What a cracker! Cheers


----------



## tonypony (Jan 19, 2011)

That’s my favourite old mansions, and this one is beautiful, i must get up there for a visit


----------



## RichardH (Jan 19, 2011)

night crawler said:


> Wish I had know about that place when I was up there. Not sure I'd want to run into th edog in the green coat though.



Dogs in green coats are ok. It's the ones with orange eyebrows which you have to watch.

Excellent set of photos. Love the trees.

I have crossed all the Poles off my Christmas card list.


----------



## 0xygen (Jan 19, 2011)

Really lik this place especially the way nature has taken over.

Excellent pics!

-0xy


----------



## ceejam (Jan 19, 2011)

night crawler said:


> Wish I had know about that place when I was up there. Not sure I'd want to run into th edog in the green coat though.

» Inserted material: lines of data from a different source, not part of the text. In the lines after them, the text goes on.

PR #6282, opened 2026-04-20
fix: always use core viewType for compatibility

### LINKED ISSUE #6049: Desktop ignores viewtype and displays SVG as an image even though it should have a File viewtype from the core
Reported here:
https://support.delta.chat/t/support-rendering-of-svg-on-mobile-goodfirstissue/4760

This results in expectation that SVG will be rendered for receivers, but receivers on mobile cannot see the image, it will appear as a file.

nicodh:
resolves #6049

As mentioned in the comment for MEDIA_VIEW_TYPES: the compatibilty with other clients now has higher priority to avoid one client sending media that the other clients won't be able to run/see for the cost that not all media types that could be displayed will be displayed

### DIFF
--- a/packages/frontend/src/components/attachment/Attachment.tsx
+++ b/packages/frontend/src/components/attachment/Attachment.tsx
@@ -2,60 +2,30 @@ import mimeTypes from 'mime-types'
 import { Type } from '../../backend-com'
 import { runtime } from '@deltachat-desktop/runtime-interface'
 
-/* Section - Data Copied in part from Signal */
-// Supported media types in google chrome
-// See: https://en.wikipedia.org/wiki/Comparison_of_web_browsers#Image_format_support
-const SUPPORTED_IMAGE_MIME_TYPES = Object.freeze([
-  'image/bmp',
-  'image/gif',
-  'image/jpeg',
-  'image/jpg',
-  'image/svg+xml',
-  'image/webp',
-  'image/x-xbitmap',
-  // ICO
-  'image/vnd.microsoft.icon',
-  'image/ico',
-  'image/icon',
-  'image/x-icon',
-  // PNG
-  'image/apng',
-  'image/png',
-  // for opening avatars
-  'image/x',
-])
-// See: https://www.chromium.org/audio-video
-const SUPPORTED_VIDEO_MIME_TYPES = Object.freeze([
-  'video/mp4',
-  'video/ogg',
-  'video/webm',
-  'video/quicktime',
-])
-/* EndSection - Data Copied in part from Signal */
-
-export function isImage(filemime: string | null) {
-  return SUPPORTED_IMAGE_MIME_TYPES.includes(filemime || '')
+export function isImage(viewType: Type.Viewtype | null) {
+  return viewType === 'Image' || viewType === 'Gif'
 }
 
 export function hasAttachment(attachment: MessageTypeAttachmentSubset | null) {
   return attachment && attachment.file
 }
 
-export function isVideo(filemime: string | null) {
-  return SUPPORTED_VIDEO_MIME_TYPES.includes(filemime || '')
+// note that we rely on the viewTypes from core here to make sure all Deltachat clients
+// display the same attachment types in the same way - although this could result in not
+// showing some attachments even if we could show them (like svg for example)
+// see guess_msgtype_from_path_suffix in https://github.com/chatmail/core/blob/main/src/message.rs
+const MEDIA_VIEW_TYPES = ['Image', 'Gif', 'Video', 'Audio', 'Voice'] as const
+
+export function isDisplayableByFullscreenMedia(viewType: Type.Viewtype | null) {
+  return MEDIA_VIEW_TYPES.includes(
+    viewType as (typeof MEDIA_VIEW_TYPES)[number]
+  )
 }
 
-export function isAudio(filemime: string | null) {
-  if (!filemime) return false
-  return filemime.startsWith('audio/')
-}
-
-export function isDisplayableByFullscreenMedia(filemime: string | null) {
-  return isImage(filemime) || isAudio(filemime) || isVideo(filemime)
-}
-
-export function isGenericAttachment(filemime: string | null) {
-  return !(isImage(filemime) || isVideo(filemime) || isAudio(filemime))
+export function isGenericAttachment(viewType: Type.Viewtype | null) {
+  return !MEDIA_VIEW_TYPES.includes(
+    viewType as (typeof MEDIA_VIEW_TYPES)[number]
+  )
 }
 
 export function getExtension({
--- a/packages/frontend/src/components/attachment/Attachment.tsx
+++ b/packages/frontend/src/components/attachment/Attachment.tsx
@@ -10,9 +10,9 @@ export function hasAttachment(attachment: MessageTypeAttachmentSubset | null) {
   return attachment && attachment.file
 }
 
-// note that we rely on the viewTypes from core here to make sure all Deltachat clients
+// note that we rely on the viewTypes from core here to make sure all Delta Chat clients
 // display the same attachment types in the same way - although this could result in not
-// showing some attachments even if we could show them (like svg for example)
+// showing some attachments as files even if we could show them as media (like svg for example)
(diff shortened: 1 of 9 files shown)


packages/frontend/src/components/attachment/galleryAttachment.tsx
```diff
@@ -53,7 +47,7 @@ const contextMenuFactory = (
   openDialog: OpenDialog,
   jumpToMessage: JumpToMessage
 ) => {
-  const showCopyImage = message.viewType === 'Image'
+  const showCopyImage = isImage(message.viewType)
```
nicodh: This now also includes viewType GIF I don't know why that was excluded before

packages/frontend/src/components/attachment/Attachment.tsx
```diff
@@ -2,60 +2,30 @@ import mimeTypes from 'mime-types'
...
 
-export function isVideo(filemime: string | null) {
-  return SUPPORTED_VIDEO_MIME_TYPES.includes(filemime || '')
-}
-
-export function isAudio(filemime: string | null) {
-  if (!filemime) return false
-  return filemime.startsWith('audio/')
-}
+// note that we rely on the viewTypes from core here to make sure all Deltachat clients
```
WofWca:
```suggestion
// note that we rely on the viewTypes from core here to make sure all Delta Chat clients
```

packages/frontend/src/components/attachment/Attachment.tsx
```diff
@@ -2,60 +2,30 @@ import mimeTypes from 'mime-types'
...
+// display the same attachment types in the same way - although this could result in not
+// showing some attachments even if we could show them (like svg for example)
```
WofWca:
```suggestion
// display the same attachment types in the same way - although this could result in
// showing some attachments as files even if we could show them as media (like svg for example)
```

Otherwise sounds like we don't show the attachment at all.

packages/frontend/src/components/attachment/galleryAttachment.tsx
WofWca: Have you checked if it works though? Does it copy the whole GIF with all its frames and not just one frame?

This is how our "copy image" currently works.

https://github.com/deltachat/deltachat-desktop/blob/228c4bb7c8ef93016ceca90167542b24107a51b5/packages/target-electron/src/ipc.ts#L376-L378

Docs state https://www.electronjs.org/docs/latest/api/native-image#nativeimagecreatefrompathpath

> from an image file (e.g., PNG or JPEG)

packages/frontend/src/components/attachment/galleryAttachment.tsx
```diff
@@ -235,7 +229,7 @@ export function ImageAttachment({
       accountId
     )
     const { file, fileMime } = message
-    const hasSupportedFormat = isImage(fileMime)
+    const hasSupportedFormat = isImage(message.viewType)
```
WofWca: Does this check make sense any more?
Same for video and audio.

packages/frontend/src/components/attachment/messageAttachment.tsx
```diff
@@ -308,7 +306,7 @@ export function DraftAttachment({
         />
       </div>
     )
-  } else if (isVideo(attachment.fileMime)) {
+  } else if (attachment.viewType === 'Video') {
```
WofWca, line 300: With this change when attaching a video (either with "attach" menu or drag and drop) the video is not previewable and is displayed as a file. Should we fix that somehow?

WofWca (commented):
Tested draft images, voice messages, tested GIFs in the gallery and message list for a bit, tested notification avatars and images. Seems to work alright on the surface level (except for draft videos, see comment).
I can see that previously `isImage` would also return `true` for stickers, and I have checked the changes for whether they are OK in this regard (they seem to be).

Edit: I've also checked that `fileMime` is no longer used when deciding how to display an attachment, so yes, this addresses the issue.

packages/frontend/src/components/attachment/messageAttachment.tsx
nicodh: After discussing with @r10s we decided to go for a similar behaviour as on Android: show a preview for video, audio, vCards & webxdc (not supported yet) even when these files are loaded from the "File" menu.

We have to rely on the extension since there is no viewType right after selecting a file and add it to a draft. The final viewType will anyway be calculated by core but for the preview we have to go with the extension.

packages/frontend/src/components/attachment/galleryAttachment.tsx
nicodh: Removed it

packages/frontend/src/components/attachment/galleryAttachment.tsx
```diff
@@ -477,13 +460,6 @@ export function AudioAttachment({
               })
             }
           />
-        ) : (
-          <div>
-            {window.static_translate(
-              'cannot_display_unsuported_file_type',
```
WofWca, line 488: Can we remove the string now? Or is it used on Android or iOS?

WofWca (commented):
So what the removal of `hasSupportedFormat` does is it basically makes us always display `<video>` `<audio>` or `` purely based on what Core returns, and to never show the "broken media" square.
Since there is still always a way to export such attachments and view them outside of Delta Chat, I think it's fine.

Related:
- https://github.com/deltachat/deltachat-desktop/issues/4663

packages/frontend/src/components/composer/menuAttachment.tsx
```diff
@@ -86,7 +90,18 @@ export default function MenuAttachment({
 
     if (files.length === 1) {
       setLastPath(dirname(files[0]))
-      addFileToDraft(files[0], basename(files[0]), 'File')
+      // for Audio, Video & Vcard set a ViewType that has a preview here
+      let viewType = 'File' as T.Viewtype
+      if (AUDIO_EXTENSIONS.some(ext => files[0].toLowerCase().endsWith(ext))) {
+        viewType = 'Audio'
+      } else if (
+        VIDEO_EXTENSIONS.some(ext => files[0].toLowerCase().endsWith(ext))
```
WofWca: A file named `aaaapng` will be recognized as an image file.
See other code that doesn't have this bug:

https://github.com/deltachat/deltachat-desktop/blob/b883cd6958eee40769a4e454f9dd97d65efd6635/packages/frontend/src/components/message/MessageListAndComposer.tsx#L93

packages/frontend/src/components/attachment/messageAttachment.tsx
WofWca: > for the preview we have to go with the extension.

"Have to" because Core currently doesn't support this or because there are reasons for Core not to support this?

Anyways, I think this is good enough.

packages/frontend/src/components/composer/menuAttachment.tsx
WofWca:
```suggestion
      if (AUDIO_EXTENSIONS.some(ext => files[0].toLowerCase().endsWith('.' + ext))) {
        viewType = 'Audio'
      } else if (
        VIDEO_EXTENSIONS.some(ext => files[0].toLowerCase().endsWith('.' + ext))
```

packages/frontend/src/components/attachment/galleryAttachment.tsx
nicodh: We don't remove translation files - has to happen in transifex

packages/frontend/src/components/attachment/galleryAttachment.tsx
nicodh: Just tested it and it doesn't work, so I ecluded Gifs from copyImage

packages/frontend/src/components/attachment/galleryAttachment.tsx
WofWca: Sure, but it has to be done nonetheless.

WofWca (approved):
I found no more issues with this.
Even if something's broken it shouldn't break too badly because downloading an attachment is always an option. Let's move on.
Closes the issue.

The only question left is the removal of the string.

What run into dognoodle ?, she would probably drown you, "lick lick lick" she is the biggest daft dog you could ever meet, just looks scary.....
she is my little baby.


----------



## Judderman62 (Jan 19, 2011)

ceejam said:


> What run into dognoodle ?, she would probably drown you, "lick lick lick" she is the biggest daft dog you could ever meet, just looks scary.....
> she is my little baby.



I can confirm this - recently there wasn't a square millimetre of my face that she had not licked at least 5 times. Dognoodle is adorable


----------



## Judderman62 (Jan 19, 2011)

OOh and I've just realised I have not put my images from the day up so here I am to put that right - but forst some images snaffled from tinterweb of what it looked like in better days:












time for a social gathering
























Sadly as far back as the 1950's it already looked like this
















​


----------



## Judderman62 (Jan 19, 2011)

Now for my images from the day




























Huge tree in the grounds - maybe a giant redwood ?

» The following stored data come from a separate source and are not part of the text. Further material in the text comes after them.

PR #6283, opened 2026-04-20
Show channel description

### LINKED ISSUE #6280: Channel description not displayed
I've noticed that the channel descriptions aren't displayed for recipients. While it's possible to enter a description on the sender's side, and a system message appears in the chat history on both sides indicating that the description has been changed, the description itself isn't visible to the recipient.

macOS 26.4.1 
DC-Desktop 2.49.1 Electron Version (Apple Silicon)

nicodh:
resolves #6280

### DIFF
--- a/packages/frontend/src/components/dialogs/MailingListProfile.tsx
+++ b/packages/frontend/src/components/dialogs/MailingListProfile.tsx
@@ -7,6 +7,8 @@ import { type T } from '@deltachat/jsonrpc-client'
 import { DialogProps } from '../../contexts/DialogContext'
 import ProfileInfoHeader from '../ProfileInfoHeader'
 import { shouldDisableClickForFullscreen } from '../Avatar'
+import { BackendRemote } from '../../backend-com'
+import { useRpcFetch } from '../../hooks/useFetch'
 
 /**
  * This dialog is used to display the profile of a mailing list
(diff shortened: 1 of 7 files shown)


WofWca (commented):
Ah, so we added descriptions for outgoing channels but didn't add them for incoming ones #6026. That's funny.

This is better than nothing, however, the description doesn't linkify links and emails and the usual stuff that we linkify in messages and contact descriptions.
I have checked that we linkify stuff on Android.
This is the code that we use for contacts, where it works:

https://github.com/deltachat/deltachat-desktop/blob/31b687d11fa8d0d37d1dd5307fdccd783d2a68c0/packages/frontend/src/components/dialogs/ViewProfile/index.tsx#L266-L277

It's beginning to look like we need to DRY this stuff, move all these descriptions to inside of `ProfileInfoHeader`.

But, as I said, this is better than nothing. Do you think we should merge as is and then do the rest in follow-ups or would you like to do it in this MR? If it's the former then I'll proceed with review.

Edit: BTW yes, we also don't linkify stuff in group descriptions, but we should.

packages/frontend/src/components/dialogs/MailingListProfile.tsx
```diff
@@ -18,15 +20,24 @@ import { shouldDisableClickForFullscreen } from '../Avatar'
...
 
   const tx = useTranslationFunction()
 
+  const descriptionFetch = useRpcFetch(
+    BackendRemote.rpc.getChatDescription,
+    chat.chatType === 'InBroadcast' ? [accountId, chat.id] : null
+  )
+  const groupDescription = descriptionFetch?.result?.ok
+    ? descriptionFetch.result.value
+    : null
```
WofWca, line 39: Always happy to see my child, `useRpcFetch`, succeeding.

nicodh:
Good point. I will add that to this PR

WofWca (approved):
This fixes the bug, and the other bug with not linkifying group descriptions.

The introduced `closeAllDialogs` is to close the "profile" dialog when a `mailto:` link gets clicked, which makes sense. For comparison, we have `closeProfileDialog` in `BotCommandSuggestion`.

Clicking a bot command in a channel or a group description does nothing.

The usage of `parseAndRenderMessage` instead of `MessageBody` is a thing that is different from the existing code that we have for rendering contact descriptions, but I guess it's fine.

The presence of tests is nice.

I loved this place, such a shame to see it in this state, mind it has sat empty for 65 years.​


----------



## LittleMadam (Jan 20, 2011)

Oh wow, what a beautiful building, so sad to see it in that state though. It is truly magnificent and thanks so much for sharing these pics. Mansions are my favourite


----------



## evilnoodle (Jan 21, 2011)

I wondered when you were going to get round to putting your pics up


----------



## Judderman62 (Jan 21, 2011)

ha ha I know


----------



## Bracken (Jan 22, 2011)

Fantastic photos. 

Lovely (and yet so sad) to see some pics of it in its heyday.


----------



## ArtfulDodger (Jan 28, 2011)

I want this house!! (and an enormous lottery win!!)


----------



## mimidaler (Jan 29, 2011)

really lovely pics, such a beautiful house its terrible that its been left to rot like that. i'll have my fingers crossed for you to win the lottery Artful. 

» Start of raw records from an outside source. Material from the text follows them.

PR #6285, opened 2026-04-20
fix: chat list: Ctrl + Space multiselect on Linux

### LINKED ISSUE #6209: Ctrl + Space for multiselect doesn't work on Linux

WofWca:
Closes https://github.com/deltachat/deltachat-desktop/issues/6209.

Apparently in Chromium on Linux the "click" event doesn't fire
for the Ctrl + Space combination.
Might be because there is such a native shortcut in Chrome.

It's not entirely clear though why the E2E tests are passing then.

Regardless, we want to be handling the `keydown` event anyway
in order for multiselect to be able to work
with non-`<button>` elements,
because such elements don't fire the `click` event on Space press.
We'll need this when we add multiselect to the message list
(https://github.com/deltachat/deltachat-desktop/pull/6268).

### DIFF
--- a/packages/frontend/src/components/chat/ChatListItem.tsx
+++ b/packages/frontend/src/components/chat/ChatListItem.tsx
@@ -141,11 +141,13 @@ export const PlaceholderChatListItem = React.memo(
 
 function ChatListItemArchiveLink({
   onClick,
+  onKeyDown,
   onFocus,
   chatListItem,
   ...rest
 }: {
   onClick: (event: React.MouseEvent) => void
+  onKeyDown?: React.KeyboardEventHandler
   onFocus?: (event: React.FocusEvent) => void
   chatListItem: Type.ChatListItemFetchResult & {
     kind: 'ArchiveLink'
@@ -179,7 +181,10 @@ function ChatListItemArchiveLink({
       {...rest}
       tabIndex={tabIndex}
       onClick={onClick}
-      onKeyDown={tabindexOnKeydown}
+      onKeyDown={e => {
+        onKeyDown?.(e)
+        tabindexOnKeydown(e)
+      }}
       onFocus={e => {
         tabindexSetAsActiveElement()
         onFocus?.(e)
@@ -204,6 +209,7 @@ function ChatListItemArchiveLink({
 function ChatListItemError({
   chatListItem,
   onClick,
+  onKeyDown,
   roleTab,
   onFocus,
   isSelected,
@@ -214,6 +220,7 @@ function ChatListItemError({
     kind: 'Error'
   }
   onClick: (event: React.MouseEvent) => void
+  onKeyDown?: React.KeyboardEventHandler
   onFocus?: (event: React.FocusEvent) => void
   onContextMenu?: (
     event: React.MouseEvent<HTMLButtonElement, MouseEvent>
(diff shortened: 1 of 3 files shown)


nicodh:
As already mentioned in the issue comment. I would not expect Ctrl + space or Shift + space to have any keybinding and it seems to be a shortcut that has different effects in different programs.

On Linux I see no effect for Ctrl + Space nor in main neither in this PR
It is also not in the list of the keybindings dialog.
 
What exactly do you want to achieve?

WofWca:
> I would not expect Ctrl + space or Shift + space to have any keybinding

So how would you do multiselect using only the keyboard? Besides Shift + ArrowUp.

> and it seems to be a shortcut that has different effects in different programs.

As the comments on `useMultiselect` suggests, the chat list widget's shortcuts are supposed to be aligned with the Listbox pattern https://www.w3.org/WAI/ARIA/apg/patterns/listbox/.

> Control + Space Changes the selection state of the focused option.
> Shift + Space (Optional): Selects contiguous items from the most recently selected item to the focused item.

https://github.com/deltachat/deltachat-desktop/blob/c18b2341282ed31c033b906254eb1d5aad5f3df0/packages/frontend/src/hooks/useMultiselect.ts#L18-L19

> On Linux I see no effect for Ctrl + Space nor in main neither in this PR

By this you mean that Ctrl + Space doesn't change selection or that this MR doesn't change the behavior of Ctrl + Space?

>  It is also not in the list of the keybindings dialog.

I don't think it needs to be, for the same reasons that we don't list "ArrowDown to scroll down or to select next item" or "Shift + ArrowUp to select text up": it's intuitive for people who do work with multiselectable widgets with keyboard-only.

WofWca:
Rebased

nicodh:
When the focus is on a chatlist item Ctrl + space selects it and hitting it again unselects it. That is for me the case in main as it is with this PR.

On Ubuntu/Gnome

WofWca:
Hmm weird. I tested on Ubuntu and Arch, both KDE and Gnome, on two different keyboards and the bug is there on main. I also tried a Windows 11 VM on the same host machine, and there is no bug.
Also tried with German keyboard layout.

I'm not sure why it's different for us. Maybe I'd need to try to find a different machine to try this on.

WofWca:
I got someone else who's on Linux to try this and for them neither Ctrl + Space nor Meta + Space works.
Not sure why Meta + Space doesn't work for them (but it doesn't need to because we only need that for Mac).
(edit: ah I tried Meta + Space on my machine on Gnome and it also doesn't work).
They confirmed that Shift + ArrowDown works for them.

WofWca:
I also confirmed that this MR fixes it on Gnome and KDE.

So IDK if we need to be getting to the bottom of this. Some machines are affected, some are not. I don't know why, but this MR doesn't introduce any weird stuff.

nicodh (approved):
Reviewed by reading &b testing

I can't reproduce the issue and so the fix but it doesn't break anything any if it solves issue on other platforms it's fine

WofWca:
> I got someone else who's on Linux to try this

They reported back that the bug is now fixed for them on latest main.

I love that you took your pup on an explore, his little jacket is so cute


----------



## robbie1003 (Feb 6, 2011)

i went couple of weekends ago, well worth a look. is a shame its been left for so long. cant understand why after the fire it wasnt made to be weathertight by authority or even gouvernment. was being used by them afterall. saw the old photos on another website, itis good to se it in liveable condition. glad iv had the chance to see it.


----------



## KingLewis92 (Feb 6, 2011)

Amazing Pics!
Such A Shame To See Such A Class House In Such A State Though


----------